Patients exposed to radiation for reasons other than cancer also appear to be predisposed to development of meningioma. Follow up of patients treated with radiation as part of the therapeutic regimen for tinea capitis display higher rates of meningioma, with a long latency from the delivery of radiation to the development of meningioma [34]. Atomic bomb survivors have similarly displayed higher rates of development of meningioma, also in a dose dependent manner [35]. Whether the lower doses associated with medical/dental imaging can contribute to the development of meningioma is more controversial. Several studies have examined this issue and there is some evidence for a correlation [36–38]. However, whether more modern imaging techniques, which often use lower doses, are associated with meningioma is more debatable. Unfortunately, radiation-induced meningioma tend to be more aggressive than sporadic meningioma [39, 40]. The higher incidence of meningioma after radiation to the CNS as well as the potentially poorer prognosis associated with such tumors should promote clinicians to minimize diagnostic and therapeutic radiation exposure to patients.

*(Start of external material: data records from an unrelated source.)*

PR #6, opened 2019-01-23
use updated jupyter session proxy and update rstudio version

### LINKED ISSUE #4: Update R & Rstudio versions
## RStudio server

Is it possible to update

https://github.com/SwissDataScienceCenter/renku-jupyter/blob/master/docker/r/Dockerfile#L24

to the latest
```bash
ENV RSTUDIO_PKG=rstudio-server-1.1.463-amd64.deb
```
?

(Plots don't display properly in the RStudio panel otherwise).

## R via conda vs apt

R is installed via conda: https://github.com/SwissDataScienceCenter/renku-jupyter/blob/master/docker/r/Dockerfile#L37.

Is it necessary?  Would and apt install work?  (I'm trying to figure out how dependencies will/should be handled in the R world.)

## R version

Can we update to the latest R (via Conda or apt)?  Does r-base point the latest by default if we don't specify a version number?
```bash
conda install -c r r-base
```

### LINKED ISSUE #5: fix the fallout from nbserverproxy project rename
The project is now https://github.com/jupyterhub/jupyter-server-proxy. The R image Dockerfile needs to be fixed.

rokroskar:
closes #4 
closes #5

### DIFF
--- a/docker/r/Dockerfile
+++ b/docker/r/Dockerfile
@@ -21,7 +21,7 @@ RUN apt-get update && \
     rm -rf /var/lib/apt/lists/*
 
 # You can use rsession from rstudio's desktop package as well.
-ENV RSTUDIO_PKG=rstudio-server-1.0.136-amd64.deb
+ENV RSTUDIO_PKG=rstudio-server-1.1.463-amd64.deb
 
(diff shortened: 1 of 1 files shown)


rokroskar:
because it's easy 👍 

what do you suggest?

PR #29, opened 2019-04-10
pre-stop and post-start pod lifecycle scripts

jachro:
This is a jupyter part of the issue raised for `renku-notebooks` (https://github.com/SwissDataScienceCenter/renku-notebooks/issues/126)
It introduces `pre-stop` and `post-start` scripts to be executed by Kubernetes when jupyter container got created and before killing.

### DIFF
--- a/docker/base/lifecycle/pre-stop.sh
+++ b/docker/base/lifecycle/pre-stop.sh
@@ -1,0 +1,16 @@
+#!/bin/bash
+
+GIT_STATUS=`git status -s`
+if [ -z "$GIT_STATUS" ] ; then
+  exit 0
+fi
+
+CURRENT_BRANCH=`git rev-parse --abbrev-ref HEAD`
+CURRENT_SHA=`git rev-parse --short HEAD`
+AUTOSAVE_BRANCH="renku/autosave/$JUPYTERHUB_USER/${CURRENT_BRANCH}/${CURRENT_SHA}"
+git checkout -b "$AUTOSAVE_BRANCH"
+git add .
+git commit -am "Auto-saving for $JUPYTERHUB_USER on branch $CURRENT_BRANCH and commit $CURRENT_SHA"
+git push origin "$AUTOSAVE_BRANCH"
+git checkout master
+git branch -D "$AUTOSAVE_BRANCH"
--- a/docker/base/Dockerfile
+++ b/docker/base/Dockerfile
@@ -64,6 +64,8 @@ RUN pipx install ${RENKU_PIP_SPEC} --pip-args="--pre" renku && \
 COPY git-config.bashrc /home/$NB_USER/
 RUN cat /home/$NB_USER/git-config.bashrc >> /home/$NB_USER/.bashrc && rm /home/$NB_USER/git-config.bashrc
 
+COPY lifecycle/ /usr/local/bin/
+
 # Add user `jovyan` to sudoers (passwordless)
 USER root
 RUN echo "$NB_USER ALL=(ALL) NOPASSWD:ALL" >> /etc/sudoers && \


docker/base/lifecycle/pre-stop.sh
```diff
@@ -0,0 +1,15 @@
+#!/bin/bash
+
+GIT_STATUS=`git status -s`
+if [ -z "$GIT_STATUS" ] ; then
+  exit 0
+fi
+
+CURRENT_BRANCH=`git rev-parse --abbrev-ref HEAD`
+AUTOSAVE_BRANCH="auto-save-$JUPYTERHUB_USER-$CURRENT_BRANCH"
```
rokroskar: can we add the commit-sha here? Then you would also know more specifically what the base was

docker/base/lifecycle/post-start.sh
```diff
@@ -0,0 +1,38 @@
...
+
+if [ -z "$AUTOSAVE_REMOTE_BRANCH" ] ; then
+  echo No auto-save branch
+  exit 0
+fi
+
+IFS='/' AUTOSAVE_REMOTE_BRANCH_ITEMS=( $AUTOSAVE_REMOTE_BRANCH )
+
+if [ "${#AUTOSAVE_REMOTE_BRANCH_ITEMS[@]}" -lt 3 ] ; then
+  echo "Auto-save branch in wrong format; cannot recover to the state from that branch"
```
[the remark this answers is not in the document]
jachro: Changed

docker/base/lifecycle/pre-stop.sh
jachro: SHA added

docker/base/lifecycle/post-start.sh
```diff
@@ -0,0 +1,38 @@
+#!/bin/bash
+
+AUTOSAVE_BRANCH_PREFIX="auto-save-$JUPYTERHUB_USER"
```
jirikuncar: It would be nice to group the branches with renku prefix since there might isolation branches too:
```suggestion
AUTOSAVE_BRANCH_PREFIX="renku/autosave/${SERVER_NAME}"
```

docker/base/lifecycle/pre-stop.sh
```diff
@@ -0,0 +1,16 @@
+#!/bin/bash
+
+GIT_STATUS=`git status -s`
+if [ -z "$GIT_STATUS" ] ; then
+  exit 0
+fi
+
+CURRENT_BRANCH=`git rev-parse --abbrev-ref HEAD`
+CURRENT_SHA=`git rev-parse HEAD`
+AUTOSAVE_BRANCH="auto-save-$JUPYTERHUB_USER-$CURRENT_BRANCH-$CURRENT_SHA"
```
jirikuncar:
```suggestion
AUTOSAVE_BRANCH_PREFIX="renku/autosave/${SERVER_NAME}/${CURRENT_BRANCH}/${CURRENT_SHA}"
```

jachro: Right, I quite like that. It brings some nice order.

rokroskar: @jirikuncar does git treat `/` in a special way when it stores the refs? Or is that just cosmetic.

jachro: I was asking myself the same question and I got a thought that I simply test it. The only problem I see is tokenizing the branch name could be a bit more difficult.

docker/base/lifecycle/post-start.sh
rokroskar: why `SERVER_NAME`? it's a function of `namespace`, `project` and `commit-sha` -- we need to be able to identify the user

jirikuncar: namespace and project are already part of the remote where you are pushing the branch

rokroskar: I know -- what I'm asking is why you want to include `SERVER_NAME`

jirikuncar: if you relaunch the server from the same sha1 will the server name be the same?

jirikuncar: if you relaunch the server from the same sha1 will the server name be the same?

rokroskar: yes - but I would prefer to keep the sha and original branch name as part of the autosave branch ref to be easier to identify

jirikuncar: fine, just use / as separator for nice branch grouping to dirs

docker/base/lifecycle/pre-stop.sh
jirikuncar: yes, the refs are stored in directories - hence good option when there are many autosave branches

docker/base/lifecycle/post-start.sh
rokroskar: 👍 yes I like that

I think we should keep these names as human-parseable as possible since users might need to identify them at some point

rokroskar: so I think we can go with 

`AUTOSAVE_BRANCH_PREFIX="renku/autosave/${JUPYTERHUB_USER}"`

PR #43, opened 2019-08-08
fix: pin r-base to avoid dependency issues

rokroskar:


rokroskar:
actually I think the problem was an incompatibility between R and some system library - the RStudio on conda seems currently incompatible with R 3.6.1.

PR #54, opened 2019-09-19
chore: add new renku-python version to matrix

rokroskar:


jsam:
I guess we have to publish it first and then rerun CI to merge it?

rokroskar:
it's published: https://pypi.org/project/renku/

but maybe wasn't quick enough ;)

PR #55, opened 2019-10-28
build: bump renku version matrix

rokroskar:


emmjab:
We didn't set up the automated build-to-docker yet, right?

15.3.3.6 Hormones and Body Mass Index
Meningioma tumors may contain progesterone, estrogen, and androgen receptors. Benson et al. [41] recently conducted a meta-analysis of published studies evaluating the relationship between menopausal hormonal therapy and the development of meningioma. The authors found that estrogen increased the risk of meningioma (Relative Risk (RR) 1.31, 95 % CI 1.20–1.43) relative to patients who did not use estrogen, but combined estrogen–progestin hormonal treatment did not (RR 1.05, 95 % CI 0.95–1.16). Additional evidence linking hormones and development of meningioma relates to higher rates of meningioma in obese patients, given the link between adiposity and hormonal levels [42, 43].
15.4 Glioblastoma
Glioblastoma represents one of the most common intraparenchymal tumors of the CNS. The prognosis for patients with glioblastoma is extremely poor [4, 5] and long-term survival is unfortunately uncommon. With aggressive treatment in favorable prognosis patients, 2–10 % of patients may survive five years or longer. Although treatment advances have been made, durable treatment options for patients with glioblastoma remain lacking.
15.4.1 Symptoms
Unlike patients with meningioma, most patients with glioblastoma present to medical attention as a result of symptoms. When symptomatic, presenting symptoms may be nonspecific (headache, nausea, mental status changes, and seizures) or may correlate with the specific region of involvement of the underlying brain. In addition, the invasive and sometimes diffuse nature of glioblastoma often results in compromise of performance status and reduced ability to complete activities of daily living.